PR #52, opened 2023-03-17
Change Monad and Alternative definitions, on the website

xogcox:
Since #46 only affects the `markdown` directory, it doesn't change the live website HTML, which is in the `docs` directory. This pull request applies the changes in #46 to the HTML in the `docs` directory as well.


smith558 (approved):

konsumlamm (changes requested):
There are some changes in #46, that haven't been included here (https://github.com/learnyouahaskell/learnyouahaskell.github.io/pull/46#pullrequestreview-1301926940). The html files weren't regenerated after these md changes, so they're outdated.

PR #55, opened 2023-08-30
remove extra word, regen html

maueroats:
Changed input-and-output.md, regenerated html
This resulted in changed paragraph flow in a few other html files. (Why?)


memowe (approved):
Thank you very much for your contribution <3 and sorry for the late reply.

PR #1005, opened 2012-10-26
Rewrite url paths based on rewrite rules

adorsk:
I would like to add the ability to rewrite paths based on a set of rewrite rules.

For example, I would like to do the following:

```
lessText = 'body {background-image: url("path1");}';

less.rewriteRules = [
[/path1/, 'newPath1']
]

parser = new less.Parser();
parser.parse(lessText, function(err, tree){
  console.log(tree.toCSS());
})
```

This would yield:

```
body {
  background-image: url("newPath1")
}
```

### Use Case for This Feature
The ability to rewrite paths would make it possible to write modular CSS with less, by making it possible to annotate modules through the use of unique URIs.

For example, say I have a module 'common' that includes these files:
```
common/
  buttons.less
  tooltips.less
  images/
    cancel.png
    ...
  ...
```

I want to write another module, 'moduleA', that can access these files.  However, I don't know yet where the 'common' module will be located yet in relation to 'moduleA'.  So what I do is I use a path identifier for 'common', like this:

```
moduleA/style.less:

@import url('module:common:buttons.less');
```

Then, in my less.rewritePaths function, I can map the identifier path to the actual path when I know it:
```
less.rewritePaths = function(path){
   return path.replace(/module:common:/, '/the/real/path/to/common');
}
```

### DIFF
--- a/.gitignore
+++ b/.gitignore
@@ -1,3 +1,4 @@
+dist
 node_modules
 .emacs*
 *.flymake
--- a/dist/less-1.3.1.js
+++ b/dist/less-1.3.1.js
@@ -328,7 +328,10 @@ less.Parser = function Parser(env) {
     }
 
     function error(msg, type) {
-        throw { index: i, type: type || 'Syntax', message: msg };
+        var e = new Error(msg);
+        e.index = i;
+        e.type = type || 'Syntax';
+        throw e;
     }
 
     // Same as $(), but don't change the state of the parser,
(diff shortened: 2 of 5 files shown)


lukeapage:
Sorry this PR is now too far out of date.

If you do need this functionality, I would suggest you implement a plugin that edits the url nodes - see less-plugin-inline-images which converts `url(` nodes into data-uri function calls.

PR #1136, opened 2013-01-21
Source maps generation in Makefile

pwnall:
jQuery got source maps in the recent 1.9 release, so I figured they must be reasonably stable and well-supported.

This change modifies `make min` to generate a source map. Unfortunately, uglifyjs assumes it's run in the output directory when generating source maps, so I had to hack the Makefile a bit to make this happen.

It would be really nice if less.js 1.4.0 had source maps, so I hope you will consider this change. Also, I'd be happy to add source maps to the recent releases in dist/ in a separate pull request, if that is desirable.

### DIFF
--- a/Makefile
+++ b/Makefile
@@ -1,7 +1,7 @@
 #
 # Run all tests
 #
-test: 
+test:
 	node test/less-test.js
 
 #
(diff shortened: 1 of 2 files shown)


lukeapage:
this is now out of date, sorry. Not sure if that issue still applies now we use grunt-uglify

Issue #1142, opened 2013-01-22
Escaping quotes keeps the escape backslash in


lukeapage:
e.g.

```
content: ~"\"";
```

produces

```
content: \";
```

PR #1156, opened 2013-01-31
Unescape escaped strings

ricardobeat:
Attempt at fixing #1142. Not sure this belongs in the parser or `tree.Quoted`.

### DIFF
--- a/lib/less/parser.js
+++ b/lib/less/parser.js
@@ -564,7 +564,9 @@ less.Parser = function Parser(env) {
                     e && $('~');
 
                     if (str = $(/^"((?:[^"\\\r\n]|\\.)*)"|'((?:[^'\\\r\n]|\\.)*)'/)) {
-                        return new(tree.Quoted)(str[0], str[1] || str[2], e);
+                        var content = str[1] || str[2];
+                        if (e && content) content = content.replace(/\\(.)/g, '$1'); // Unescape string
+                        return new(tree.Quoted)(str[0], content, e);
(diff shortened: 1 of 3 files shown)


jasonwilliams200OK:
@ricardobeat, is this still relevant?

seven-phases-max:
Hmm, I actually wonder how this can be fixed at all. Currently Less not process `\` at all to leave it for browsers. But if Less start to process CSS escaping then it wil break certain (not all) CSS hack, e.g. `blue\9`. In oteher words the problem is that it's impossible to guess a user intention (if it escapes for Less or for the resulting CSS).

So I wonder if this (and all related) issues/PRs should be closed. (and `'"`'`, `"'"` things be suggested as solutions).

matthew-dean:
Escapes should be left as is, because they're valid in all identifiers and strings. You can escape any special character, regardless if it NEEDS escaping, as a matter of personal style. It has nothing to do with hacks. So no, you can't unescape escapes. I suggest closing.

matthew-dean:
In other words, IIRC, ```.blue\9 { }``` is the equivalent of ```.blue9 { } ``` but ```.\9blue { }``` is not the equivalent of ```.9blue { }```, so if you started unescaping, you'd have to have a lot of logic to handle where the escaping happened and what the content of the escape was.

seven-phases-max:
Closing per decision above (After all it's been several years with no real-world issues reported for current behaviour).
...
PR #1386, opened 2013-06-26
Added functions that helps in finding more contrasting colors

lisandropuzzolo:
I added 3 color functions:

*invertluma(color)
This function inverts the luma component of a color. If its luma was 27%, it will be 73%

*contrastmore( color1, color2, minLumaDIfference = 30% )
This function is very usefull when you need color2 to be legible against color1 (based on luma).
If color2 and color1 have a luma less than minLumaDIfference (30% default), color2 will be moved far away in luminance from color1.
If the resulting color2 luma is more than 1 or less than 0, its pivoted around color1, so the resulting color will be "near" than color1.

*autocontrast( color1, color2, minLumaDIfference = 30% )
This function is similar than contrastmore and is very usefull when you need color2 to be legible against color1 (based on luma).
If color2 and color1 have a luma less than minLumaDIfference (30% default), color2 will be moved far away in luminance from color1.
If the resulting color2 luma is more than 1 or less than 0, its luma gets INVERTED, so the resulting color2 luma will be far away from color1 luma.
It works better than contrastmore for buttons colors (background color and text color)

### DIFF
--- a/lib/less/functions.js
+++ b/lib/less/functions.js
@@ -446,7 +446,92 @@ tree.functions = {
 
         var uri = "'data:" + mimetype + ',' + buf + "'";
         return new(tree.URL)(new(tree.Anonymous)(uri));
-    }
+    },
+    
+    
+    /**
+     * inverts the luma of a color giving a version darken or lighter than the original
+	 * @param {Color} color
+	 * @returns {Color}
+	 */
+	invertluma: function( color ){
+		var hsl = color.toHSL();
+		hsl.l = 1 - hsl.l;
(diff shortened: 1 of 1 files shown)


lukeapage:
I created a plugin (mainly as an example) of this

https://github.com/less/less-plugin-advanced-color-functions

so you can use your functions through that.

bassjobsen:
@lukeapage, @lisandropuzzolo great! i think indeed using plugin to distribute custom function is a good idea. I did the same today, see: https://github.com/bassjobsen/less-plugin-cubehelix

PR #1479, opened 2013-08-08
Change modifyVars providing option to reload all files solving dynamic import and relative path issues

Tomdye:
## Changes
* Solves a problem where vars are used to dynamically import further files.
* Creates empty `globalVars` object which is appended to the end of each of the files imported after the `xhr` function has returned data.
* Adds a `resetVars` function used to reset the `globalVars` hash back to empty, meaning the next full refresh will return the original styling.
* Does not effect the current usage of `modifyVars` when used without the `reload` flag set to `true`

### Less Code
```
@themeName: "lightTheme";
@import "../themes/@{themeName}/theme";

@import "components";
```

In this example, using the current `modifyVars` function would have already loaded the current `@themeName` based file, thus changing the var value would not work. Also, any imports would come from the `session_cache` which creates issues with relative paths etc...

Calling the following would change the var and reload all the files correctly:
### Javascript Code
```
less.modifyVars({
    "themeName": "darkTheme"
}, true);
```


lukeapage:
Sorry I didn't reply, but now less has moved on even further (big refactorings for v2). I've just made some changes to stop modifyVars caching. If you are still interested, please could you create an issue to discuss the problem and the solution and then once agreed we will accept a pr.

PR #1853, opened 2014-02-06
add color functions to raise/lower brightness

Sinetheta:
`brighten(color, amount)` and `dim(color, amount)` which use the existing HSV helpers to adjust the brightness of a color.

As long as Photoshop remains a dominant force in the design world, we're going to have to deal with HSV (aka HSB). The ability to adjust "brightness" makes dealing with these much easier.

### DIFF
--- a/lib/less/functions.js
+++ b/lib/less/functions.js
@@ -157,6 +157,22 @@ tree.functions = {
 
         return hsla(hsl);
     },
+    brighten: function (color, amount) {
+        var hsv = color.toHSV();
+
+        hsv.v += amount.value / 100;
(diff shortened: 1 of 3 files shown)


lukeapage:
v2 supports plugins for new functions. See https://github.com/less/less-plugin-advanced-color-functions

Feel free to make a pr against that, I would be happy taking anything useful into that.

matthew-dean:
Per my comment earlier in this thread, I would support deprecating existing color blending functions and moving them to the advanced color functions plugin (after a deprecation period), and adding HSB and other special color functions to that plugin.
...
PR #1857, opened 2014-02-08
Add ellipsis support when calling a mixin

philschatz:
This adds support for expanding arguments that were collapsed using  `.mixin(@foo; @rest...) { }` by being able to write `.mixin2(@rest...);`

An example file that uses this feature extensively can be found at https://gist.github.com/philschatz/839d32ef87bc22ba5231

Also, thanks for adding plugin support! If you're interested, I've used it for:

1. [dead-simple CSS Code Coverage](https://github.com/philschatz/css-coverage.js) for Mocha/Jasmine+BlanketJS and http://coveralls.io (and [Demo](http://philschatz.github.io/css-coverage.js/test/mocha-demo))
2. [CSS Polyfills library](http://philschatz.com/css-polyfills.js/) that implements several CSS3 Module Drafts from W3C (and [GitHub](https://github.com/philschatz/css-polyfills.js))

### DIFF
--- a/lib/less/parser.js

## PROMPT
Search the entries for "like" and copy out each line that has it.

## ANSWER FOR THIS EXERCISE
I would like to add the ability to rewrite paths based on a set of rewrite rules.
For example, I would like to do the following:
I want to write another module, 'moduleA', that can access these files.  However, I don't know yet where the 'common' module will be located yet in relation to 'moduleA'.  So what I do is I use a path identifier for 'common', like this:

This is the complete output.